PR #1313, opened 2025-04-17
Batch block updates

Argmaster:
I completely removed neighbor updates on client side, now server has to send block updates for changed blocks and any neighbors that got affected. This is also a step towards fixing #1217, It would require adding `updateNeighbors` parameter to `cmpxchgBlock` or some other way to signalize that neighbors should remain unchanged. Depending on significance of network overhead maybe it would be good to allow `updateBlock` protocol to carry multiple blocks at once.

Resolves: #610
Related to: #1309 
Related to: #1214


Argmaster:
w/o this change filling area selected on image below with stone takes >1min (didn't wait for it to finish, it may even crash)

Screenshot 2025-04-17 161616

with change, it takes few seconds.

https://github.com/user-attachments/assets/947afa3e-8b96-44b3-a923-e2d6c33a0e81

src/chunk.zig
```diff
@@ -173,6 +173,20 @@ pub const ChunkPosition = struct { // MARK: ChunkPosition
...
+	pub const HashContext = struct {
+		pub fn hash(_: HashContext, a: ChunkPosition) u64 {
+			var h = std.hash.Wyhash.init(0);
+			h.update(std.mem.asBytes(&a.wx));
+			h.update(std.mem.asBytes(&a.wy));
+			h.update(std.mem.asBytes(&a.wz));
+			h.update(std.mem.asBytes(&a.voxelSize));
+			return h.final();
+		}
+		pub fn eql(_: HashContext, a: ChunkPosition, b: ChunkPosition) bool {
```
IntegratedQuantum, line 185: If you don't use a the HashContext, why add a new namespace for it?
Also both of these functions exist already, so either add a context to those, or call them internally so we don't have two different implementations of everything.

src/renderer/mesh_storage.zig
```diff
@@ -859,6 +853,61 @@ pub fn updateMeshes(targetTime: i64) void { // MARK: updateMeshes()
 	}
 }
 
+fn batchUpdateBlocks() void {
+	var lightRefreshList = main.List(*ChunkMesh).init(main.stackAllocator);
+	defer lightRefreshList.deinit();
+
+	var regenerateMesh = std.HashMapUnmanaged(chunk.ChunkPosition, *ChunkMesh, chunk.ChunkPosition.HashContext, 80){};
```
IntegratedQuantum, line 860: Any reason why we can't just use an AutoHashMap?

src/renderer/mesh_storage.zig
```diff
@@ -859,6 +853,61 @@ pub fn updateMeshes(targetTime: i64) void { // MARK: updateMeshes()
...
+		while(regenerateMeshIterator.next()) |entry| {
+			const mesh = entry.value_ptr.*;
+			mesh.generateMesh(&lightRefreshList);
+		}
+	}
+	{
+		// TODO: Don't reschedule light refresh for duplicate meshes.
+		for(lightRefreshList.items) |mesh| {
+			if(mesh.needsLightRefresh.load(.unordered)) {
+				mesh.scheduleLightRefreshAndDecreaseRefCount1();
```
IntegratedQuantum, line 895: Why did I put a `1` there? Could you investigate this?

src/renderer/mesh_storage.zig
```diff
@@ -859,6 +853,61 @@ pub fn updateMeshes(targetTime: i64) void { // MARK: updateMeshes()
...
+	}
+	{
+		var regenerateMeshIterator = regenerateMesh.iterator();
+		while(regenerateMeshIterator.next()) |entry| {
+			const mesh = entry.value_ptr.*;
+			mesh.generateMesh(&lightRefreshList);
+		}
+	}
+	{
+		// TODO: Don't reschedule light refresh for duplicate meshes.
```
IntegratedQuantum, line 892: I think it's already deduplicated elsewhere, so this probably wouldn't make a difference.

src/renderer/mesh_storage.zig
IntegratedQuantum: Also why not just make this a list anyways? Using a hashmap does seem premature since it only has a few entries.

src/server/world.zig
```diff
@@ -1061,12 +1065,21 @@ pub const ServerWorld = struct { // MARK: ServerWorld
...
+
 			var neighborBlock = ch.getBlock(nx & chunk.chunkMask, ny & chunk.chunkMask, nz & chunk.chunkMask);
 			if(neighborBlock.mode().dependsOnNeighbors) {
 				if(neighborBlock.mode().updateData(&neighborBlock, neighbor.reverse(), newBlock)) {
 					ch.updateBlockAndSetChanged(nx & chunk.chunkMask, ny & chunk.chunkMask, nz & chunk.chunkMask, neighborBlock);
+					const wnx = wx + neighbor.relX();
+					const wny = wy + neighbor.relY();
+					const wnz = wz + neighbor.relZ();
+					for(userList) |user| {
+						std.log.debug("Neighbor update ({d:.2} {d:.2} {d:.2}) {s}:{d}", .{wnx, wny, wnz, neighborBlock.id(), neighborBlock.data});
```
IntegratedQuantum, line 1080: Why are you printing this in a loop?

src/server/world.zig
```diff
@@ -1061,12 +1065,21 @@ pub const ServerWorld = struct { // MARK: ServerWorld
...
+						main.network.Protocols.blockUpdate.send(user.conn, wnx, wny, wnz, neighborBlock);
```
IntegratedQuantum, line 1081: Could you instead batch it and only send it once in bulk in the end? We shouldn't do 7 network operations (each locking the network mutex) per user here, and the protocol overhead is also a thing (even if it's just 2 bytes here).

IntegratedQuantum (changes requested):

src/server/world.zig
Argmaster: Oh, debug artifact

src/chunk.zig
Argmaster: Right, lets use list anyway. 
Different topic: what do you think about that Wyhash thingy? I found it in AutoHashMap implementation and it looks really universal.

src/renderer/mesh_storage.zig
Argmaster: I don't see any reason right now, maybe during refactoring you have duplicated the function and removed original afterwards? [Original commit](https://github.com/PixelGuys/Cubyz/commit/04f9bae91c1757bd523d68911ab046d6e97c4ef2) shows just that you have added that 1 along other changes.

src/chunk.zig
IntegratedQuantum: I don't know, I'd need to take a look inside to figure out if it's actually any useful.
It might be doing too much slow stuff, I know that's true for Zig's random number generators.

src/renderer/mesh_storage.zig
IntegratedQuantum: Alright, could you remove the 1 then in a future PR, please?

src/network.zig
```diff
@@ -884,24 +884,49 @@ pub const Protocols = struct {
...
 		fn receive(conn: *Connection, reader: *utils.BinaryReader) !void {
-			const x = try reader.readInt(i32);
-			const y = try reader.readInt(i32);
-			const z = try reader.readInt(i32);
-			const newBlock = Block.fromInt(try reader.readInt(u32));
-			if(conn.user != null) {
-				return error.InvalidPacket;
-			} else {
-				renderer.mesh_storage.updateBlock(x, y, z, newBlock);
+			const count = try reader.readInt(u32);
```
IntegratedQuantum, line 905: Can be implicit, just read until there is nothing left.

src/network.zig
```diff
@@ -884,24 +884,49 @@ pub const Protocols = struct {
 	pub const blockUpdate = struct {
 		pub const id: u8 = 7;
 		pub const asynchronous = false;
+
+		pub const BlockUpdate = struct {
```
IntegratedQuantum, line 888: How about reusing `mesh_storage.BlockUpdate` for this? Then you could also adjust the interface of `renderer.mesh_storage.updateBlock` to take a `BlockUpdate`

src/renderer/mesh_storage.zig
Argmaster: Sure

src/renderer/chunk_meshing.zig
```diff
@@ -1184,56 +1182,14 @@ pub const ChunkMesh = struct { // MARK: ChunkMesh
...
-				}
-				self.mutex.unlock();
-				neighborBlocks[neighbor.toInt()] = neighborBlock;
-			}
-		}
-		if(newBlock.mode().dependsOnNeighbors) {
-			for(chunk.Neighbor.iterable) |neighbor| {
-				_ = newBlock.mode().updateData(&newBlock, neighbor, neighborBlocks[neighbor.toInt()]);
-			}
-		}
```
IntegratedQuantum, line 1236: Removing the neighbor block checking on the client side means that it has to do a round-trip on the network to e.g. connect fences.
I don't think this is a good experience, especially considering that round trip time can be 500 ms or more.

src/renderer/mesh_storage.zig
```diff
@@ -859,6 +853,55 @@ pub fn updateMeshes(targetTime: i64) void { // MARK: updateMeshes()
...
+				.regenerateMesh => {
+					var found = false;
+					for(regenerateMesh.items) |other| {
+						if(other.pos.equals(mesh)) {
+							mesh.decreaseRefCount();
+							found = true;
+							break;
+						}
+					}
+					if(!found) regenerateMesh.append(main.stackAllocator, mesh);
```
IntegratedQuantum, line 882: Zig supports breaking from arbitrary blocks, which in my opinion is more readable than bools.
```suggestion
				.regenerateMesh => blk: {
					for(regenerateMesh.items) |other| {
						if(other.pos.equals(mesh)) {
							mesh.decreaseRefCount();
							break :blk;
						}
					}
					regenerateMesh.append(main.stackAllocator, mesh);
```

IntegratedQuantum (changes requested):

src/renderer/chunk_meshing.zig
Argmaster: Alright, the delay is annoying even locally, that's unfortunate. I guess getting around #1217 will require sending some flag / using separate protocol after all.

src/network.zig
```diff
@@ -885,23 +886,30 @@ pub const Protocols = struct {
...
-				renderer.mesh_storage.updateBlock(x, y, z, newBlock);
+			while(true) {
+				const update: BlockUpdate = .{
+					.x = reader.readInt(i32) catch break,
+					.y = try reader.readInt(i32),
+					.z = try reader.readInt(i32),
+					.newBlock = Block.fromInt(try reader.readInt(u32)),
+				};
+				if(conn.user != null) {
+					return error.InvalidPacket;
```
IntegratedQuantum, line 897: Also this should probably be outside the loop.

src/renderer/chunk_meshing.zig
Argmaster: Okay, I restored neighbor updates, unfortunately in the process I came across a memory leak and touched few more likes of code than I should have while looking for it. I promise I didn't break anything 🤞

Basically I have extracted `addSelfToLightRefreshList` and merged `neighborBlock.mode().dependsOnNeighbors` and `neighborBlock.mode().updateData(&neighborBlock, neighbor.reverse(), newBlock)` conditions into single if statement to have single else with decref

IntegratedQuantum (changes requested):

src/renderer/chunk_meshing.zig
```diff
@@ -1268,16 +1273,18 @@ pub const ChunkMesh = struct { // MARK: ChunkMesh
...
-		for(lightRefreshList.items) |other| {
-			if(other.needsLightRefresh.load(.unordered)) {
-				other.scheduleLightRefreshAndDecreaseRefCount1();
-			} else {
-				other.decreaseRefCount();
+
+		appendIfNotContainsOrDecreaseRefCount(regenerateMeshList, self);
+	}
+
+	fn appendIfNotContainsOrDecreaseRefCount(list: *main.List(*ChunkMesh), mesh: *ChunkMesh) void {
```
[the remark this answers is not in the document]
Argmaster: Oh no my biggest enemy

src/renderer/chunk_meshing.zig
```diff
@@ -1183,47 +1181,49 @@ pub const ChunkMesh = struct { // MARK: ChunkMesh
 		const oldBlock = self.chunk.data.getValue(chunk.getIndex(x, y, z));
 
 		if(oldBlock == newBlock) {
+			self.decreaseRefCount();
```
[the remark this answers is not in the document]
Argmaster: Alright, what if I reverse the behavior? Always decrease ref count on call side, but increase ref count if retaining copy in regenerateMeshList, rename `appendIfNotContainedOrDecreaseRefCount` to `appendIfNotContainedAndIncreaseRefCount`

Argmaster:
Alright, depending on your opinion on reversing mesh ownership logic for `regenerateMeshList` it should be ready for re-review.

Argmaster:
Fixed conflicts with latest master.

src/network.zig
```diff
@@ -943,23 +944,29 @@ pub const Protocols = struct {
...
-			const y = try reader.readInt(i32);
-			const z = try reader.readInt(i32);
-			const newBlock = Block.fromInt(try reader.readInt(u32));
 			if(conn.isServerSide()) {
 				return error.InvalidPacket;
-			} else {
-				renderer.mesh_storage.updateBlock(x, y, z, newBlock);
+			}
+			while(reader.remaining.len != 0) {
+				const update: BlockUpdate = .{
```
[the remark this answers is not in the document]
Argmaster: Noo. Btw do zig guarantee order of evaluation of members in initialization like this? I know that C++ does not, but it is used quite often across Cubyz codebase, so I guess zig does?

src/renderer/chunk_meshing.zig
```diff
@@ -1188,42 +1186,44 @@ pub const ChunkMesh = struct { // MARK: ChunkMesh
...
-					}
+
+				if(neighborBlock.mode().dependsOnNeighbors and neighborBlock.mode().updateData(&neighborBlock, neighbor.reverse(), newBlock)) {
+					neighborChunkMesh.chunk.data.setValue(index, neighborBlock);
+					neighborChunkMesh.mutex.unlock();
+
+					neighborChunkMesh.updateBlockLight(nnx, nny, nnz, neighborBlock, lightRefreshList);
+					appendIfNotContainedAndIncreaseRefCount(regenerateMeshList, neighborChunkMesh);
+
+					neighborChunkMesh.mutex.lock();
```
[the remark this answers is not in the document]
Argmaster: Aaaand that depends on how you look at this stuff. For me it is setValue that is wrapped with lock/unlock and that other lock at the end of the scope is to match unlock below, hence the formatting. Although since you pointed that out I can change it to your liking.

Argmaster:
Alright, changed mostly as requested, ofc I had to talk back 😝

src/network.zig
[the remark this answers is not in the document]
IntegratedQuantum: I think it guarantees that all function calls happen in the order they are declared in.

src/renderer/chunk_meshing.zig
```diff
@@ -1234,6 +1233,11 @@ pub const ChunkMesh = struct { // MARK: ChunkMesh
 				_ = newBlock.mode().updateData(&newBlock, neighbor, neighborBlocks[neighbor.toInt()]);
 			}
 		}
+
+		if(oldBlock.entityDataClass()) |class| {
+			class.onBreakClient(.{_x, _y, _z}, self.chunk);
```
IntegratedQuantum, line 1238: What about the new block?

Maybe better do the missing entity data class methods in a future PR.

src/renderer/chunk_meshing.zig
```diff
@@ -1268,16 +1272,18 @@ pub const ChunkMesh = struct { // MARK: ChunkMesh
...
 		self.mutex.unlock();
-		self.generateMesh(&lightRefreshList); // TODO: Batch mesh updates instead of applying them for each block changes.
-		self.mutex.lock();
-		for(lightRefreshList.items) |other| {
-			if(other.needsLightRefresh.load(.unordered)) {
-				other.scheduleLightRefreshAndDecreaseRefCount1();
-			} else {
-				other.decreaseRefCount();
+
+		appendIfNotContainedAndIncreaseRefCount(regenerateMeshList, self);
```
IntegratedQuantum, line 1276: The naming is confusing. Function that contain increaseRefCount are a sign to the caller to decrease it again, which does not happen here.

src/renderer/chunk_meshing.zig
```diff
@@ -1188,42 +1186,43 @@ pub const ChunkMesh = struct { // MARK: ChunkMesh
...
 		var neighborBlocks: [6]Block = undefined;
 		@memset(&neighborBlocks, .{.typ = 0, .data = 0});
+
 		for(chunk.Neighbor.iterable) |neighbor| {
 			const nx = x + neighbor.relX();
 			const ny = y + neighbor.relY();
 			const nz = z + neighbor.relZ();
-			if(nx & chunk.chunkMask != nx or ny & chunk.chunkMask != ny or nz & chunk.chunkMask != nz) {
+
+			if(!self.chunk.liesInChunk(nx, ny, nz)) {
```
IntegratedQuantum, line 1197: The function actually works on a different coordinate space (world space relative coordinates), while you give it chunk space relative coordinates.
This is not relevant now, since the function only operates on voxelSIze=1 chunks, but it might be relevant in the future.

IntegratedQuantum (changes requested):

src/renderer/chunk_meshing.zig
Argmaster: So remove that part completely?

IntegratedQuantum: yes

src/renderer/chunk_meshing.zig
Argmaster: That was moved by mistake while restoring neighbor updates.

src/renderer/chunk_meshing.zig
```diff
@@ -1234,6 +1237,7 @@ pub const ChunkMesh = struct { // MARK: ChunkMesh
 				_ = newBlock.mode().updateData(&newBlock, neighbor, neighborBlocks[neighbor.toInt()]);
 			}
 		}
+
```
Argmaster, line 1240:
```suggestion
```

src/renderer/chunk_meshing.zig
Argmaster: Well, what do I do about it?

src/renderer/chunk_meshing.zig
Argmaster: Moved back, as for new block, it gets `onPlaceClient` instead in line 1244

src/renderer/chunk_meshing.zig
IntegratedQuantum: You revert to the old logic, or add a function with the old logic with a name that clearly distinguishes it from `liesInChunk`.

Argmaster: > clearly distinguishes it from `liesInChunk`.

Yeah, unlikely to happen, lets just get this over with.

```suggestion
			if(nx & chunk.chunkMask != nx or ny & chunk.chunkMask != ny or nz & chunk.chunkMask != nz) {
```

src/items.zig
```diff
@@ -463,7 +463,7 @@ pub const Tool = struct { // MARK: Tool
 	pub fn deinit(self: *const Tool) void {
 		// TODO: This is leaking textures!
 		//if(self.texture) |texture| {
-			//texture.deinit();
```
IntegratedQuantum, line 466: please rebase

Argmaster:
Alr getting rid of that formatting change was harder than I though xD
But its gone now.

IntegratedQuantum (approved):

→ WHAT YOU WILL DO: Could you please retype the lines from the start of the data through the line with "Screenshot 2025-04-17 161616", both included, and nothing else?

→ SOLUTION:
PR #1313, opened 2025-04-17
Batch block updates

Argmaster:
I completely removed neighbor updates on client side, now server has to send block updates for changed blocks and any neighbors that got affected. This is also a step towards fixing #1217, It would require adding `updateNeighbors` parameter to `cmpxchgBlock` or some other way to signalize that neighbors should remain unchanged. Depending on significance of network overhead maybe it would be good to allow `updateBlock` protocol to carry multiple blocks at once.

Resolves: #610
Related to: #1309 
Related to: #1214


Argmaster:
w/o this change filling area selected on image below with stone takes >1min (didn't wait for it to finish, it may even crash)

Screenshot 2025-04-17 161616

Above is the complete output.